# Vos Animaux > Autres Animaux >  petites bêtes noires dans la pièce de mes rats

## Vero36

HELP 

Je viens de trouver toute une colonie de petites bêtes noires dans la pièce où vivent mes ratous. Je les ai aspirés et mis à la poubelle dehors mais j'ai très peur qu'ils reviennet et/ou qu'il en reste ...

Voilà leur tête :









1) qu'est-ce que c'est ?
2) Est-ce que ça représente un danger pour mes rats ?
3) Qu'est-ce qui les attire ?
4) Comment s'en débarrasser ?

Je n'en ai pas trouvé ni dans la nourriture ni dans la litière entreposée dans cette pièce. par contre j'en ai trouvé plusieurs dans le linge propre qui avait séché dehors.

----------


## vlg1728

coucou, 

je ne sais pas exactement quelle espèce, mais c'est un scarabée. Il est opportuniste et mange probablement fruits et graines, et divers déchets organiques qui lui passent sous le nez (feuilles, bois, déjections, restes de repas...). Ils ont probablement été attirés par l'humidité du linge en train de sécher, rien de bien méchant. Pense à protéger tes réserves de nourriture dans des pots hermétiques, et relâche ces insectes dehors, ils ne sont pas particulièrement nuisibles près d'une habitation.

----------


## Vero36

oui hier et aujourd'hui je me suis amusée à les attrapper et à les remettre dehors   ::  Bon aujourd'hui on en a trouvé moins qu'hier donc j'ai bon espoir qu'ils aillent squatter ailleurs
ils ressemblent effectivement à des scarabées miniatures.
Je n'en ai vraiment pas dans la litière ni la nourriture, ni les cages, j'ai vérifié encore aujourd'hui. par contre on en a trouvé dans d'autres pièces de la maison : toutes les pièces qui donnent sur les champs donc je pense qu'ils sont rentrés dans la nuit de samedi à dimanche ou on avait laissé ouvertes toutes les fenêtres...
A suivre...

----------


## Anto26

> HELP 
> 
> Je viens de trouver toute une colonie de petites bêtes noires dans la pièce où vivent mes ratous. Je les ai aspirés et mis à la poubelle dehors mais j'ai très peur qu'ils reviennet et/ou qu'il en reste ..
> 
> 1) qu'est-ce que c'est ?
> 2) Est-ce que ça représente un danger pour mes rats ?
> 3) Qu'est-ce qui les attire ?
> 4) Comment s'en débarrasser ?
> 
> Je n'en ai pas trouvé ni dans la nourriture ni dans la litière entreposée dans cette pièce. par contre j'en ai trouvé plusieurs dans le linge propre qui avait séché dehors.

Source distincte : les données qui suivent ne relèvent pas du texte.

PR #188, opened 2021-03-16
Use StringData to update secret in ensureSecret

mansam:
Because `builder.Secret` creates a Secret with `StringData` instead of `Data`, `ensureSecret` needs to use the new secret's `StringData` to update the existing secret.


jortel (approved):
LGTM

PR #189, opened 2021-03-16
Don't set a default cutover

mansam:
The UI doesn't schedule a cutover right away, so we need to be able to start a plan with no cutover date.


jortel (approved):
LGTM

PR #190, opened 2021-03-18
Introduce vSphere migration throttling

mansam:
This introduces a stateless scheduling mechanism for vSphere, which restricts the number of VM migrations that can be started across all plans using the same source. 

* Each host can have a number of disks in flight equal to `MAX_VM_INFLIGHT`. VMs can be scheduled if there are enough slots free on the host to accommodate the number of disks attached to the VM. 
* Each Plan can start at most a single VM on each reconcile, in order to allow other Plans an opportunity to schedule a VM.
* `migration.Run` has been refactored to first find all the Plan's started VM migrations and step through their pipelines. Then it acquires the next VM that can be scheduled if any, and steps through its pipeline.

### DIFF
--- a/pkg/controller/plan/migration.go
+++ b/pkg/controller/plan/migration.go
@@ -105,11 +105,11 @@ func (r Migration) Run() (reQ time.Duration, err error) {
 		}
 	}
 
-	vm, err := r.scheduler.Next()
+	vm, hasNext, err := r.scheduler.Next()
 	if err != nil {
 		return
 	}
-	if vm != nil {
+	if hasNext {
 		err = r.step(vm)
 		if err != nil {
 			return
@@ -124,6 +124,9 @@ func (r Migration) Run() (reQ time.Duration, err error) {
 	return
 }
 
+//
+// Steps a VM through the migration itinerary
+// and updates its status.
 func (r Migration) step(vm *plan.VMStatus) (err error) {
 	// check whether the VM has been canceled by the user
 	if r.Context.Migration.Spec.Canceled(vm.Ref) {
--- a/pkg/controller/plan/migration.go
+++ b/pkg/controller/plan/migration.go
@@ -276,7 +276,6 @@ func (r *Migration) init() (err error) {
 	}
 	r.scheduler, err = scheduler.New(r.Context)
 	if err != nil {
-		err = liberr.Wrap(err)
 		return
 	}
 
--- a/pkg/controller/plan/migration.go
+++ b/pkg/controller/plan/migration.go
@@ -9,6 +9,7 @@ import (
 	"github.com/konveyor/forklift-controller/pkg/apis/forklift/v1alpha1/plan"
 	"github.com/konveyor/forklift-controller/pkg/controller/plan/builder"
 	plancontext "github.com/konveyor/forklift-controller/pkg/controller/plan/context"
+	"github.com/konveyor/forklift-controller/pkg/controller/plan/scheduler"
 	"github.com/konveyor/forklift-controller/pkg/controller/provider/web"
 	vmio "kubevirt.io/vm-import-operator/pkg/apis/v2v/v1beta1"
 	"time"
@@ -70,6 +71,8 @@ type Migration struct {
 	kubevirt KubeVirt
 	// VM import CRs.
 	importMap ImportMap
+	// VM scheduler
+	scheduler scheduler.Scheduler
 }
 
 //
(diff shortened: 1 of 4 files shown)


pkg/controller/plan/migration.go
```diff
@@ -95,119 +98,113 @@ func (r Migration) Run() (reQ time.Duration, err error) {
...
-			if err != nil {
+	completed, err := r.end()
+	if completed {
+		reQ = NoReQ
+	}
+
+	return
+}
+
+func (r Migration) step(vm *plan.VMStatus) (err error) {
```
jortel, line 127: Please add method _doc_ comment.

pkg/controller/plan/scheduler/vsphere/scheduler.go
```diff
@@ -0,0 +1,117 @@
...
+)
+
+//
+// Scheduler for migrations from ESX hosts.
+type Scheduler struct {
+	*plancontext.Context
+	MaxInFlight int
+	inflight    map[string]int
+	pending     map[string][]*pendingVM
+}
```
jortel, line 19: Please add fields comments for MaxInFlight, inFlight and pending.

pkg/controller/plan/scheduler/vsphere/scheduler.go
```diff
@@ -0,0 +1,117 @@
...
+
+	// Since we modify the plan VMStatuses in memory,
+	// we need to use the plan from the context rather
+	// than from the list of plans that are retrieved below.
+	for _, vmStatus := range r.Plan.Status.Migration.VMs {
+		obj, err := r.Source.Inventory.VM(&vmStatus.Ref)
+		if err != nil {
+			return err
+		}
+		vm := obj.(*vsphere.VM)
```
jortel, line 58: Since the _ref_ has been resolved during validation, I would recommend using the inventory.Get(&vsphere.VM{}, vmStatus.Ref.ID) would be more consistent with other places in the code and the preferred usage of the client.

pkg/controller/plan/scheduler/vsphere/scheduler.go
```diff
@@ -0,0 +1,117 @@
...
+		if p.Name == r.Plan.Name && p.Namespace == r.Plan.Namespace {
+			continue
+		}
+		// ignore plans that aren't using the same source provider
+		if p.Spec.Provider.Source != r.Plan.Spec.Provider.Source {
+			continue
+		}
+
+		for _, vmStatus := range p.Status.Migration.VMs {
+			obj, err := r.Source.Inventory.VM(&vmStatus.Ref)
```
jortel, line 86: Same comment re: `Find()` here.

pkg/controller/plan/scheduler/vsphere/scheduler.go
```diff
@@ -0,0 +1,117 @@
...
+}
+
+type pendingVM struct {
+	status *plan.VMStatus
+	cost   int
+}
+
+//
+// Return the next VM to migrate.
+func (r *Scheduler) Next() (vm *plan.VMStatus, err error) {
```
jortel, line 28: Although there are examples of this in the MT code, I would recommend against using `nil` as = `has next`.
Recommend and explicit: 
```
func (r *Scheduler) Next() (vm *plan.VMStatus, hasNext bool, err error) 
```

Or return a list of VMs that can be started.  The list could be empty.
```
```func (r *Scheduler) Next() (vm []*plan.VMStatus, err error) {

File: pkg/controller/plan/scheduler/vsphere/scheduler.go [hunk 6]
```diff
@@ -0,0 +1,117 @@
+package vsphere
+
+import (
+	"context"
+	liberr "github.com/konveyor/controller/pkg/error"
+	api "github.com/konveyor/forklift-controller/pkg/apis/forklift/v1alpha1"
+	"github.com/konveyor/forklift-controller/pkg/apis/forklift/v1alpha1/plan"
+	plancontext "github.com/konveyor/forklift-controller/pkg/controller/plan/context"
+	"github.com/konveyor/forklift-controller/pkg/controller/provider/web/vsphere"
```
jortel, line 9: One other consideration.  The pattern I have been following is to import the web (or model) resources within provider specific packages as just: _web_ or _model_ for clarity since it's already determined to be provider (type) specific.

pkg/controller/plan/migration.go
```diff
@@ -262,6 +274,11 @@ func (r *Migration) init() (err error) {
 		Context: r.Context,
 		Builder: r.builder,
 	}
+	r.scheduler, err = scheduler.New(r.Context)
+	if err != nil {
+		err = liberr.Wrap(err)
```
jortel, line 279: The liberr.New() used by scheduler.New() will return an already wrapped error.

pkg/controller/plan/scheduler/doc.go
```diff
@@ -0,0 +1,30 @@
...
+import (
+	liberr "github.com/konveyor/controller/pkg/error"
+	api "github.com/konveyor/forklift-controller/pkg/apis/forklift/v1alpha1"
+	"github.com/konveyor/forklift-controller/pkg/apis/forklift/v1alpha1/plan"
+	plancontext "github.com/konveyor/forklift-controller/pkg/controller/plan/context"
+	"github.com/konveyor/forklift-controller/pkg/controller/plan/scheduler/vsphere"
+	"github.com/konveyor/forklift-controller/pkg/settings"
+)
+
+type Scheduler interface {
```
jortel, line 12: Please document the interface (and its methods)

jortel (approved):
LGTM

PR #193, opened 2021-03-24
Only PATCH the vmimport cutover if it's been changed

mansam:
The VMI CRs are currently getting updated on every reconcile, which is the likely cause of https://bugzilla.redhat.com/show_bug.cgi?id=1940694. This PR replaces that update with a PATCH, and only if the cutover date has changed. This should clear up the resource conflicts.


jortel (approved):
LGTM

PR #198, opened 2021-03-26
Trim suffix from disk backing file names to fix task name comparisons

mansam:
`buildPipeline` uses the disk backing file name from
the inventory to create the VM pipeline tasks, but
`updatePipeline` uses the disk backing name from the
DataVolumes to find those tasks.

When VMIO creates a DataVolume for a VM that is being warm
migrated, it creates a snapshot first. This will cause
the disk backing file name to differ from what the inventory
saw, and means `updatePipeline` won't be able to find
the task that `buildPipeline` created.

This patch causes the backing file suffixes to be trimmed
before comparing them, enabling pipeline updates to
work correctly.


jortel (approved):
LGTM
Thanks for incorporating into the builder.

PR #201, opened 2021-03-29
Add inventory watch to remaining controllers.

jortel:
Add inventory watch to remaining controllers:
- plan
- map/storage
- host

PR #203, opened 2021-03-31
Provider API: add authorization.

jortel:
Token must have verb="*" on the `Provider` CR to access associated endpoints.
Perform TokenReview/SAR.  The API is hit many times per second so the result is cached for 10 seconds to prevent spamming the API server and for better performance.

Requires: https://github.com/konveyor/controller/pull/57

Also fixes some issues related to watching other forklift resources and a SEGV in the plan controller.  These issues introduced in: 
- https://github.com/konveyor/forklift-controller/pull/201
-  https://github.com/konveyor/forklift-controller/pull/194

### DIFF
--- a/pkg/controller/plan/controller.go
+++ b/pkg/controller/plan/controller.go
@@ -106,7 +106,10 @@ func Add(mgr manager.Manager) error {
 			Type: &api.Provider{},
 		},
 		libref.Handler(),
-		&ProviderPredicate{})
+		&ProviderPredicate{
+			client:  mgr.GetClient(),
+			channel: channel,
+		})
 	if err != nil {
 		log.Trace(err)
 		return err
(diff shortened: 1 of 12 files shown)


pkg/controller/plan/controller.go
```diff
@@ -106,7 +106,10 @@ func Add(mgr manager.Manager) error {
 			Type: &api.Provider{},
 		},
 		libref.Handler(),
-		&ProviderPredicate{})
+		&ProviderPredicate{
+			client:  mgr.GetClient(),
+			channel: channel,
+		})
```
jortel, line 112: Fixes SEGV.

mansam (approved):
LGTM

jortel:
Rebased and added dep: controller v0.3.2 and re-tested.

PR #210, opened 2021-04-12
Fix inventory watch handler for Deleted resources.

jortel:
Fix inventory watch handler for `Deleted` resources.  The logic that resolves the Refs in each CR is flawed because in the case of a `Deleted` resource, the lookup will never be successful which results in the affected CR never being matched.  This logic replaced with _smart_ comparison of the Ref to the deleted/changed resource.  This does not affect OCP resources.

Also, noticed that the predicate should be handling renamed vSphere resources.


mansam (approved):
LGTM

PR #211, opened 2021-04-12
Adjust VM validation search settings and paging.

jortel:
Shorten the validation search interval.  10 minutes seems much more reasonable then 30 seconds.  The watch events should keep up and the search is only needed for in case the watch events queue overflows.

Also, update the search file list VM in pages to limit memory footprint.

### DIFF
--- a/pkg/controller/provider/container/vsphere/watch.go
+++ b/pkg/controller/provider/container/vsphere/watch.go
@@ -67,8 +67,8 @@ type VMEventHandler struct {
 // Search interval.
 func (r *VMEventHandler) searchInterval() time.Duration {
 	seconds := Settings.PolicyAgent.SearchInterval
-	if seconds < 10 {
-		seconds = 10
+	if seconds < 60 {
+		seconds = 60
 	}
 
 	return time.Second * time.Duration(seconds)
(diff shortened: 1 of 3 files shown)


pkg/controller/provider/container/vsphere/watch.go
```diff
@@ -181,25 +181,33 @@ func (r *VMEventHandler) search() {
...
+	for {
+		list := []model.VM{}
+		err = r.DB.List(
+			&list,
+			libmodel.ListOptions{
+				Predicate: libmodel.Or(
+					libmodel.Neq("Revision", libmodel.Field{Name: "RevisionValidated"}),
+					libmodel.Neq("PolicyVersion", version)),
+				Page: &libmodel.Page{
+					Limit: 250,
```
mansam, line 193: I think you might be missing an offset here.

pkg/controller/validation/policy/client.go
```diff
@@ -343,7 +343,7 @@ func (r *Scheduler) Submit(task *Task) (err error) {
 	select {
 	case r.input <- task:
 		// queued.
-	case <-time.After(10 * time.Second):
+	case <-time.After(10 * time.Minute):
```
mansam, line 346: I think the method comment may need to be updated here.

mansam (changes requested):

pkg/controller/provider/container/vsphere/watch.go
jortel: The offset (default to 0) is intentional.  Each pass will validate VM which will be excluded from the next query because validated VMs will not match.

mansam: Ah, understood. Thanks for explaining!

mansam (approved):

PR #212, opened 2021-04-13
Better logging

jortel:
Logging improved.
Few systemic changes for all controllers and added _some_ logging statements.
- The logging.Logger.Reset() removed so added this logic to reconciler.
- Replaced package level logger with a logger on 1st class objects.  Eg: Reconcile.log.  The Reconciler.Reconcile() method updated to be non-pointer receiver.  This ensures the logger is not shared between _workers_.
- The logging.Logger no longer filters out k8s `Conflict` errors.  Each reconciler needs to do it instead.

Updated the _reference_ watch event handler to be configured with the controller's CR as the _owner_.  This is required to comply with the new signature and to support proper event filtering.

Requires: https://github.com/konveyor/controller/pull/63

### DIFF
--- a/cmd/manager/main.go
+++ b/cmd/manager/main.go
@@ -17,8 +17,10 @@ limitations under the License.
 package main
 
 import (
+	"github.com/konveyor/controller/pkg/logging"
 	"github.com/konveyor/forklift-controller/pkg/settings"
 	"os"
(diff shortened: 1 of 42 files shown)


mansam (approved):
LGTM

PR #213, opened 2021-04-13
VM should reflect Pending condition from VM import

mansam:
* Make VM status reflect the VMI Pending condition
* If a DV hasn't bound yet, reflect the reason why in the DiskTransfer step's phase.


jortel (approved):
LGTM

Issue #121, opened 2021-02-02
Unsafe conversion to signed integer types


dmbates:
at `src/arraytypes/dictencoding.jl:125` indices with an unsigned type are converted to the signed type of the same size, which can fail if, e.g., you try to convert `UInt8(130)` to `Int8`.  I have examples where that occurs.

I think the best fix is to use `length(pool)` to determine the signed type.  `pool` has already been evaluated.

I can submit a PR if you agree with this approach @quinnj

quinnj:
Yes, that sounds good to me.

PR #122, opened 2021-02-04
Use pool length in signed int conversion

dmbates:
- addresses #121


dmbates:
The other methods for signedtype now are redundant, I think, but there is no harm in keeping them.

quinnj (approved):

quinnj:
Thanks!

Bonsoir, je viens de voir votre message sur ces insectes. Cela va faire 2-3jours que j'en trouve chez moi, cela ressemble bien à des scarabées, savez vous ce que c'est ? 
Et comment vous en êtes vous débarrasser ? Car cela deviens un peu chiant d'en trouver partout...

Merci  d'avance

----------


## Sha-ka

Ce sont des coléoptères, pour l'espèce précise difficile à dire, ils sont certainement dans un paquet de nourriture sèche type foin ou céréales, il faut chercher de ce côté. Par rapport aux rats ils ne le feront aucun mal.

----------


## Aniky

Ca ressemble a des ténébrions mais ce sont des insectes que l'on trouve dans la nourriture (humaine et animales) donc peu de chances que ce soit ca.
De quelle couleurs sont les pattes ?

----------


## Mam Bo

Des petites vrillettes ? Il faut éliminer la source de nourriture. Nettoyer à fond la pièce, jeter tout ce qui est colonisé, mettre le reste en contenants hermétiques.

----------